→ INFORMATION
PR #698, opened 2015-09-21
(SERVER-860) (WIP) Introduce ReentrantReadWriteLock into JRubyPool da…

rlinehan:
…ta structure

### DIFF
--- a/src/clj/puppetlabs/services/jruby/jruby_puppet_internal.clj
+++ b/src/clj/puppetlabs/services/jruby/jruby_puppet_internal.clj
@@ -4,7 +4,8 @@
             [puppetlabs.services.jruby.puppet-environments :as puppet-env]
             [me.raynes.fs :as fs]
             [clojure.tools.logging :as log])
-  (:import (com.puppetlabs.puppetserver PuppetProfiler JRubyPuppet RegisteredLinkedBlockingDeque)
+  (:import (com.puppetlabs.puppetserver PuppetProfiler JRubyPuppet)
+           (com.puppetlabs.puppetserver.pool JRubyPool)
            (puppetlabs.services.jruby.jruby_puppet_schemas JRubyPuppetInstance PoisonPill)
            (java.util HashMap)
            (org.jruby CompatVersion Main RubyInstanceConfig RubyInstanceConfig$CompileMode)
@@ -60,7 +61,7 @@
   "Instantiate a new queue object to use as the pool of free JRubyPuppet's."
   [size]
   {:post [(instance? jruby-schemas/pool-queue-type %)]}
-  (RegisteredLinkedBlockingDeque. size))
+  (JRubyPool. size))
 
 (schema/defn ^:always-validate managed-environment :- jruby-schemas/EnvMap
   "The environment variables that should be passed to the Puppet JRuby
@@ -153,7 +154,7 @@
 (schema/defn borrow-with-timeout-fn :- JRubyPuppetInternalBorrowResult
   [timeout :- schema/Int
    pool :- jruby-schemas/pool-queue-type]
-  (.pollFirst pool timeout TimeUnit/MILLISECONDS))
+  (.borrowItemWithTimeout pool timeout TimeUnit/MILLISECONDS))
 
 ;;;;;;;;;;;;;;;;;;;;;;;;;;;;;;;;;;;;;;;;;;;;;;;;;;;;;;;;;;;;;;;;;;;;;;;;;;;;;;;
 ;;; Public
@@ -211,7 +212,7 @@
                                                            JRubyPuppet)
                         :scripting-container  scripting-container
                         :environment-registry env-registry})]
-        (.registerLast pool instance)
+        (.register pool instance)
         instance))))
 
 (schema/defn ^:always-validate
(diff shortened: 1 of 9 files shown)


rlinehan:
@cprice404 didn't quite manage to finish this up today (mostly need to write a commit message and fix the git history - I just realized this is missing the other test file -  and clean up a couple things), but I wanted to put this up for now just to get feedback. In particular I don't really know what I'm doing with java, so if there's any comments you have there that would be great.

src/java/com/puppetlabs/puppetserver/pool/LockablePool.java
```diff
@@ -0,0 +1,25 @@
...
+
+    public void returnItem(E e) throws InterruptedException;
+
+    public void insertPill(E e) throws InterruptedException;
+
+    public void clear();
+
+    public int remainingCapacity();
+
+    public int size();
```
rlinehan: I'm not sure whether `clear`, `remainingCapacity`, and `size` should be in this interface?

src/clj/puppetlabs/services/jruby/jruby_puppet_internal.clj
```diff
@@ -299,9 +300,10 @@
                      (:id instance)
                      max-requests)
           (flush-instance-fn pool instance))
-        (.putFirst pool instance)))
-    ;; if we get here, we got a Retry, so we just put it back into the pool.
-    (.putFirst (:pool instance) instance)))
+        (.returnItem pool instance)))
+    ;; if we get here, it was from a borrow and we got a Retry, so we just
+    ;; return it to the pool.
+    (.returnItem (:pool instance) instance)))
```
cprice404: I think it's probably functionally equivalent, but, technically I think we're putting a Pill back into the pool here, so I wonder if just in terms of semantics it would be better to call your {{insertPill}} method?

src/java/com/puppetlabs/puppetserver/pool/JRubyPool.java
```diff
@@ -0,0 +1,89 @@
...
+
+    @Override
+    public E borrowItemWithTimeout(long timeout, TimeUnit unit) throws InterruptedException, IllegalStateException {
+        if (lock.isWriteLockedByCurrentThread()) {
+          throw new IllegalStateException("The current implementation has a risk of deadlock if you attempt to borrow a JRuby instance while holding the write lock!");
+        }
+        E item = live_queue.pollFirst(timeout, unit);
+        lock.readLock().lock();
+        return item;
+    }
```
cprice404: It'd be nice if we could refactor the two methods above to share some common code, but, in Java 7 there's no way to do that without a bunch of extra interface junk that would almost certainly end up being less maintainable than the duplication you've got here now, so it's probably better to leave it like this.

src/java/com/puppetlabs/puppetserver/pool/JRubyPool.java
```diff
@@ -0,0 +1,89 @@
...
+
+    @Override
+    public void returnItem(E e) throws InterruptedException {
+        live_queue.putFirst(e);
+        lock.readLock().unlock();
```
cprice404: Typically whenever you're holding a lock it's a good idea to put the `unlock` in a `try`/`finally` block, to be as certain as possible that the lock will be released, because if an exception is thrown somewhere else and the lock isn't released it will cause problems.

In this case it probably won't make much of a difference because there's only one line of code where an exception could happen, and if something went wrong on that line of code, we'd probably already be hosed... but I might be inclined to put the `try`/`finally` in anyway, just because it's generally a good pattern to follow.

src/java/com/puppetlabs/puppetserver/pool/LockablePool.java
cprice404: Well, ideally, the only things that would be in the interface would be public methods that we really wanted to allow callers to use as part of the API, and if this were pure Java it's possible we'd leave those out of the interface and just make them `protected` methods that we called in the few spots where we need them for internal purposes, but clojure doesn't really play nicely with `protected` methods and it would be debatable whether that was a better way to do it even if clojure did play well.  So I think this is fine.

cprice404:
This all looks good to me so far!

src/clj/puppetlabs/services/jruby/jruby_puppet_internal.clj
rlinehan: I spent a while trying to puzzle over this, and I think (but am not convinced) that this needs to be a `returnItem`. I changed the `putFirst` in `flush-pool!` to `insertPill` (https://github.com/puppetlabs/puppet-server/pull/698/files#diff-af969cd26304257b62d766cb4c5325faR118), because there there isn't anything holding a read lock; we're just adding the `RetryPoisonPill` to the pool for the first time.

Here, on the other hand, it's possible that a borrow could have gotten the retry pill (https://github.com/puppetlabs/puppet-server/blob/master/src/clj/puppetlabs/services/jruby/jruby_puppet_service.clj#L106). In that case, since it did a borrow it holds a read lock, which we need to unlock, which is why `returnItem`.

rlinehan:
Closing in favor of #699.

→ TASK BRIEF
Lines with "good": state how many there are in the records, and nothing more.

→ EXERCISE RESULT
3